--- TASK REQUIREMENTS ---
Across the entries below, work out how many lines contain "OwaVirtualDirectory". Respond with the number and no other text.
┄┄┄┄┄┄┄┄┄┄┄┄┄┄┄┄┄┄┄┄
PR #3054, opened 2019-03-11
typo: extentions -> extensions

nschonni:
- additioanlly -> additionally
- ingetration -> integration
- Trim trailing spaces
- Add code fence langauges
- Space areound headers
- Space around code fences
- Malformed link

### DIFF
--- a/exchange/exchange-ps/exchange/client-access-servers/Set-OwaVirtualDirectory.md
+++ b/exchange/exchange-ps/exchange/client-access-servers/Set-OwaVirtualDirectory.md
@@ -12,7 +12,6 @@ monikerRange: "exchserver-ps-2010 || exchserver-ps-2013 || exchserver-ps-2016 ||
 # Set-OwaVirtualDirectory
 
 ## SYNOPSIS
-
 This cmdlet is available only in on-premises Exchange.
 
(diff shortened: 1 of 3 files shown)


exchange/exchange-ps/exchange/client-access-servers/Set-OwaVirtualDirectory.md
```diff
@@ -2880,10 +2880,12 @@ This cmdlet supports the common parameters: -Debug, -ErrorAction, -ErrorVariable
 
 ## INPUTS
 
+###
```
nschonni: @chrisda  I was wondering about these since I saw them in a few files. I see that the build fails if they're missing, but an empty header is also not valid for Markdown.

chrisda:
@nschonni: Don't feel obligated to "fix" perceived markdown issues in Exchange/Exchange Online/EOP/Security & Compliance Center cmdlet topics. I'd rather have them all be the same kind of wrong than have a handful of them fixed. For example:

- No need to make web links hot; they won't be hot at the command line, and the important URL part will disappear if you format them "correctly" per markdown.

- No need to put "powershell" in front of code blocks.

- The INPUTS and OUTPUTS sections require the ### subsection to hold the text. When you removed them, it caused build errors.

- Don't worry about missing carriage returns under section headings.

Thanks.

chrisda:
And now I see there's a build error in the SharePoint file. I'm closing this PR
┄┄┄┄┄┄┄┄┄┄┄┄┄┄┄┄┄┄┄┄
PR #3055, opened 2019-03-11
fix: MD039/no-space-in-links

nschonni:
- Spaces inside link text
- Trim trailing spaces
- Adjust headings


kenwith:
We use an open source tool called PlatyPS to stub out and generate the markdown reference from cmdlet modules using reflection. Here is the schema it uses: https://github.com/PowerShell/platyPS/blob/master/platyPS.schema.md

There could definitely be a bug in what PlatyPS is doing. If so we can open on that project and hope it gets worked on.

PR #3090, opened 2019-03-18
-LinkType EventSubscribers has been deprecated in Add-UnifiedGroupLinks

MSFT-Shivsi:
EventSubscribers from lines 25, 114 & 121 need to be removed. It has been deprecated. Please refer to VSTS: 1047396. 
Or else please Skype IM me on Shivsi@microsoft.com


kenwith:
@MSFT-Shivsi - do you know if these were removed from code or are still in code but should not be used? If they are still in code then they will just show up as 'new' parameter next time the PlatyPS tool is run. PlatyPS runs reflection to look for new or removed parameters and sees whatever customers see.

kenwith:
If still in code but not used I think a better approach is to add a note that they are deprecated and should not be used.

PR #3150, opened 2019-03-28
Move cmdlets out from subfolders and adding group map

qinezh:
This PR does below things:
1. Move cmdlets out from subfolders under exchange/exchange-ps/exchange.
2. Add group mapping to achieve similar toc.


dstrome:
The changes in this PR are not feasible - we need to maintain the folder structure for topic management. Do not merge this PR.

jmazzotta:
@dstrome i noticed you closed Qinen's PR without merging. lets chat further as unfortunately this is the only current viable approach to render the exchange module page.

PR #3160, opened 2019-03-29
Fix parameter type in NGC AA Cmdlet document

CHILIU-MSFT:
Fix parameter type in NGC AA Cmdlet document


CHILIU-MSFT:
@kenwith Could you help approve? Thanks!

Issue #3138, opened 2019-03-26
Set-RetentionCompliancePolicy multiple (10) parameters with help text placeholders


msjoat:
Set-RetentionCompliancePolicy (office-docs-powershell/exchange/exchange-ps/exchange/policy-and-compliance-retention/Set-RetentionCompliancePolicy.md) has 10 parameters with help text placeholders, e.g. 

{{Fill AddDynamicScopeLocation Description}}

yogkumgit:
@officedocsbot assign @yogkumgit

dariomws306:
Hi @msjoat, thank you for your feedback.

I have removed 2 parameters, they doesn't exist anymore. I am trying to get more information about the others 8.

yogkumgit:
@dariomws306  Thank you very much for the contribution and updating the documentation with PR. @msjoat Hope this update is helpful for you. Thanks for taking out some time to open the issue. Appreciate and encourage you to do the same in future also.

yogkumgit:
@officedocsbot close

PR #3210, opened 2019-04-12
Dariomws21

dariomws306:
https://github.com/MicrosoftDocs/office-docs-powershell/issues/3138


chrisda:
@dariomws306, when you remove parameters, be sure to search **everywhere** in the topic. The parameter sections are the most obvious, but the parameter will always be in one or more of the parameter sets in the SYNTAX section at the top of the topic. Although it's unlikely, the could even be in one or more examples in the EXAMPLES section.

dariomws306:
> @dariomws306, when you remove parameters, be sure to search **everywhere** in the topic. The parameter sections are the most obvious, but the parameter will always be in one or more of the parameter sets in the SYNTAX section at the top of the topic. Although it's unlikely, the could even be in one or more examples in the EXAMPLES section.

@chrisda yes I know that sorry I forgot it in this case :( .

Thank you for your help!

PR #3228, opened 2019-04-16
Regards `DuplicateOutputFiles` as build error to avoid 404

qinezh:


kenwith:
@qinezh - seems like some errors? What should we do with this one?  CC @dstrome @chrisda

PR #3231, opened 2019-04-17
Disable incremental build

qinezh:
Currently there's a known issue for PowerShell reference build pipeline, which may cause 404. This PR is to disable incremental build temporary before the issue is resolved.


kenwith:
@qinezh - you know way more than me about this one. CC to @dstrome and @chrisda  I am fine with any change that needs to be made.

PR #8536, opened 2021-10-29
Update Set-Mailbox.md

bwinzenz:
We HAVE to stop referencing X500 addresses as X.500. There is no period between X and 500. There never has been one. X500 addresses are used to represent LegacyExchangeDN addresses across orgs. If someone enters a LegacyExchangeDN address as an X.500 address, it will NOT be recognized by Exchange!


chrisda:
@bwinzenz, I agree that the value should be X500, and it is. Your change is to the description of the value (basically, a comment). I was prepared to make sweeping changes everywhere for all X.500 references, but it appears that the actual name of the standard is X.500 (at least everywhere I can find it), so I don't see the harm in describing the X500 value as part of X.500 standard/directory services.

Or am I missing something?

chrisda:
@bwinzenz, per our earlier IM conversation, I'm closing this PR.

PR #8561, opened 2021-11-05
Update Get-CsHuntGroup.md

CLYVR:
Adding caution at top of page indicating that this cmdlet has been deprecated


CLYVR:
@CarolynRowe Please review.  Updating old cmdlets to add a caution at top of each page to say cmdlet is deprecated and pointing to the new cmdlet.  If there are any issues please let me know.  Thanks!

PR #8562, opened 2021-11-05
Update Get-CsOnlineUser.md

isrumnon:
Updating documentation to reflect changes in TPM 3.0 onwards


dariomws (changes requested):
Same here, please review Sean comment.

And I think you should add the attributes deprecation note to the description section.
┄┄┄┄┄┄┄┄┄┄┄┄┄┄┄┄┄┄┄┄
--- FINISHED TASK ---
4